Currently, sales and use taxes are owed on all online transactions, but states are prohibited from requiring remote sellers to collect and remit those levies. A 1992 U.S. Supreme Court decision said states can only require sellers that have a physical presence or “nexus” in the same state as the consumer to collect so-called use taxes.
The court ruled that the current patchwork of taxing jurisdictions across the country is too complex and burdensome for online retailers to charge and collect sales taxes. In order to collect the taxes, the court ruled, states would need to first simplify the existing system.
Spearheaded by the National Governors Association (NGA), states and local governments, with input from the private sector, have been working for three years to overhaul the nation’s sales tax structure. Last November, delegates from 32 states approved a model interstate agreement that establishes uniform definitions for taxable goods and requires participating states and local governments to have only one statewide tax rate for each type of product by 2006.
To date, 34 states have agreed to enter into the compact, and 20 states have already passed implementing legislation. Under the bill, these states would be permitted to enforce sales tax laws on merchants who ship goods into their state and have over $5 million in gross annual sales. The legislation also requires states to compensate retailers for their costs in collecting sales taxes.

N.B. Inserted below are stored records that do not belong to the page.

PR #745, opened 2021-09-29
useErrorHandler: pass in the context to the error handlers

dios-david:
## Description

Related https://github.com/dotansimha/envelop/issues/744

For detailed error reporting it would be really useful to access the context in the error handlers.

I'm not 100% convienced this is the best approach as I had to do lot of juggling with `ContextType`. If there is a better solution I'm happy to update the PR.

## Type of change

- [X] New feature (non-breaking change which adds functionality)
- [X] This change requires a documentation update

## How Has This Been Tested?

- [x] `packages/core/src/plugins/use-error-handler.ts` - There were no tests for this plugin so I implemented a basic one to demonstrate how the plugin should work.

**Test Environment**:

- OS: macOS 11.1
- `@envelop/...`: latest
- NodeJS: v14.15.4

## Checklist:

### DIFF
--- a/packages/core/docs/use-error-handler.md
+++ b/packages/core/docs/use-error-handler.md
@@ -8,7 +8,7 @@ import { buildSchema } from 'graphql';
 
 const getEnveloped = envelop({
   plugins: [
-    useErrorHandler((errors, context) => {
+    useErrorHandler((errors, args) => {
       // This callback is called once, containing all GraphQLError emitted during execution phase
     }),
     // ... other plugins ...
--- a/packages/core/docs/use-error-handler.md
+++ b/packages/core/docs/use-error-handler.md
@@ -8,7 +8,7 @@ import { buildSchema } from 'graphql';
 
 const getEnveloped = envelop({
   plugins: [
-    useErrorHandler(error => {
+    useErrorHandler((error, context) => {
       // This callback is called per each GraphQLError emitted during execution phase
     }),
     // ... other plugins ...
--- a/packages/core/docs/use-error-handler.md
+++ b/packages/core/docs/use-error-handler.md
@@ -1,6 +1,6 @@
 #### `useErrorHandler`
 
-This plugin triggers a custom function every time execution encounter an error.
+This plugin triggers a custom function when execution encounters an error.
 
 ```ts
 import { envelop, useErrorHandler } from '@envelop/core';
@@ -8,12 +8,10 @@ import { buildSchema } from 'graphql';
 
 const getEnveloped = envelop({
   plugins: [
-    useErrorHandler((error, context) => {
-      // This callback is called per each GraphQLError emitted during execution phase
+    useErrorHandler((errors, context) => {
+      // This callback is called once, containing all GraphQLError emitted during execution phase
     }),
     // ... other plugins ...
   ],
 });
 ```
-
-> Note: every error is being triggered on it's own. So an execution results will multiple error will yield multiple calls.
--- a/packages/core/src/orchestrator.ts
+++ b/packages/core/src/orchestrator.ts
@@ -26,6 +26,7 @@ import {
   isAsyncIterable,
   OnContextErrorHandler,
   SubscribeErrorHook,
+  DefaultContext,
 } from '@envelop/types';
 import {
   DocumentNode,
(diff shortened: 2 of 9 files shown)


packages/core/test/plugins/use-error-handler.spec.ts
```diff
@@ -0,0 +1,31 @@
...
+    },
+  });
+
+  it('should invoke error handler when error happens during execution', async () => {
+    const mockHandler = jest.fn();
+    const testInstance = createTestkit([useErrorHandler(mockHandler)], schema);
+    await testInstance.execute(`query { foo }`, {}, { foo: 'bar' });
+
+    expect(mockHandler).toHaveBeenCalledWith([testError], expect.objectContaining({ foo: 'bar' }));
+  });
```
n1ru4l, line 37: Could you also add a test case for when an error is thrown within `useExtendContext`?

n1ru4l: Nevermind, I was confusing this with useMaskedErrors. All good :)

packages/core/src/plugins/use-error-handler.ts
```diff
@@ -1,19 +1,24 @@
...
+  <ContextType>(errorHandler: ErrorHandler) =>
+  ({ context, result }: ErrorHandlerCallback<ContextType>) => {
     if (result.errors?.length) {
-      errorHandler(result.errors);
+      errorHandler(result.errors, context);
     }
   };
 
-export const useErrorHandler = (errorHandler: ErrorHandler): Plugin => ({
+export const useErrorHandler = <ContextType>(errorHandler: ErrorHandler): Plugin<ContextType> => ({
```
n1ru4l, line 19:
```suggestion
export const useErrorHandler = <ContextType = DefaultContext>(errorHandler: ErrorHandler): Plugin<ContextType> => ({
```

n1ru4l (approved):

n1ru4l (commented):
I am wondering whether we should pass in the whole execution arguments instead of only the context? I could imagine people asking about adding that later on?

packages/core/docs/use-error-handler.md
```diff
@@ -1,19 +1,17 @@
 #### `useErrorHandler`
 
-This plugin triggers a custom function every time execution encounter an error.
```
dios-david, line 3: Btw this part didn't reflect the reality, that's why I updated it. I assume the behaviour was changed at some point without updating the docs.

packages/core/test/execute.spec.ts
```diff
@@ -31,6 +31,7 @@ describe('execute', () => {
     expect(spiedPlugin.spies.afterResolver).toHaveBeenCalledTimes(3);
     expect(spiedPlugin.spies.afterExecute).toHaveBeenCalledTimes(1);
     expect(spiedPlugin.spies.afterExecute).toHaveBeenCalledWith({
+      args: expect.any(Object),
```
dios-david, line 34: I think in long term it would be useful to create custom matchers for the main types like execution arguments, then we could just do `args: expect.toBeExecutionArguments` or something like that

dios-david:
@n1ru4l Great idea, I changed this to pass in the execution arguments instead. I think this is way better as other plugins are usually exposing the execution args, not just the context.

packages/core/src/orchestrator.ts
```diff
@@ -56,7 +57,9 @@ export type EnvelopOrchestrator<
   getCurrentSchema: () => Maybe<GraphQLSchema>;
 };
 
-export function createEnvelopOrchestrator<PluginsContext = any>(plugins: Plugin[]): EnvelopOrchestrator<any, PluginsContext> {
+export function createEnvelopOrchestrator<PluginsContext extends DefaultContext>(
```
dios-david, line 60: I spent some time to understand the hook typings, I think my changes are correct now.
I changed the signature of `createEnvelopOrchestrator<PluginsContext = any>` to `createEnvelopOrchestrator<PluginsContext extends DefaultContext>` which makes the typings more clear.
If I understand this right, the `PluginsContext` reflects the type of the `contextValue` used in the current envelop instance, so it made sense to make it extend `DefaultContext` instead of just `any`.

packages/core/test/execute.spec.ts
dotansimha: Agree!

n1ru4l (approved):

Supporting the legislation is a coalition of national retailers as well as the National Governors Association, the National League of Cities, National Council of State Legislators, National Association of County Officials, National Association of Real Estate Investment Trusts, International Council of Shopping Centers, the National Retail Federation, and the International Mass Retail Association.
“Remote sellers have claimed for years that state sales tax systems were too complicated for a retailer in one state to know what sales tax to charge a customer from another state,” Maureen Riehl, vice president and state and government relations counsel for the National Retail Federation, told the subcommittee. “That’s no longer true. The states have been busy simplifying their sales tax systems and there’s no longer any excuse for not collecting the sales tax customers owe.”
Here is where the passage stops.